Keyword Search (BM25)

query = "GPT artificial intelligence reasoning"
result = es.search(
index="nlp_articles",
body={
"query": {
"multi_match": {
"query": query,
"fields": ["title^2", "content"],
"type": "best_fields"
}
}
}
)
print("BM25 Results:")
for hit in result["hits"]["hits"]:
print(f" [{hit['_score']:.3f}] {hit['_source']['title']}")

Vector Search (Semantic)

from sentence_transformers import SentenceTransformer
model = SentenceTransformer('all-MiniLM-L6-v2')
query = "company raising investment money"
query_embedding = model.encode(query).tolist()
result = es.search(
index="nlp_articles",
body={
"knn": {
"field": "embedding",
"query_vector": query_embedding,
"k": 3,
"num_candidates": 10
}
}
)
print("Semantic Search Results:")
for hit in result["hits"]["hits"]:
print(f" [{hit['_score']:.4f}] {hit['_source']['title']}")

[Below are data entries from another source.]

PR #570, opened 2021-09-17
[data-plugin-tools] add library with helpers to save settings and check if keys are still needed

teleaziz:
This is is still alpha, would need an editor release


samijaber (approved):
🏆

Hybrid Search (BM25 + Vector)

Combining keyword and semantic search almost always outperforms either alone:

query_text = "neural language model new release"
query_embedding = model.encode(query_text).tolist()
result = es.search(
index="nlp_articles",
body={
"query": {
"multi_match": {
"query": query_text,
"fields": ["title^2", "content"]
}
},
"knn": {
"field": "embedding",
"query_vector": query_embedding,
"k": 3,
"num_candidates": 10,
"boost": 0.5
}
}
)
print("Hybrid Search Results:")
for hit in result["hits"]["hits"]:
print(f" [{hit['_score']:.4f}] {hit['_source']['title']}")

Searching by Named Entity

# Find articles mentioning a specific organization
result = es.search(
index="nlp_articles",
body={
"query": {
"nested": {
"path": "entities",
"query": {
"bool": {
"must": [
{"match": {"entities.label": "ORG"}},
{"match": {"entities.text": "OpenAI"}}
]
}
}
}
}
}
)
print("Articles mentioning OpenAI (ORG):")
for hit in result["hits"]["hits"]:
print(f" {hit['_source']['title']}")

ELSER — Learned Sparse Retrieval

Elasticsearch’s native learned sparse retrieval (ELSER) model combines the interpretability of keyword search with the semantic power of transformers — no external embedding model required:

# Enable in Elasticsearch (requires license)
PUT /_inference/sparse_embedding/my-elser-endpoint
{
"service": "elser",
"service_settings": { "num_allocations": 1, "num_threads": 1 }
}

ELSER produces sparse semantic vectors that are indexed efficiently using Elasticsearch’s inverted index — no dense vector storage overhead.


When to Use Elasticsearch + NLP

For smaller-scale RAG applications, simpler vector databases like Chroma, Weaviate, or Pinecone are easier to set up.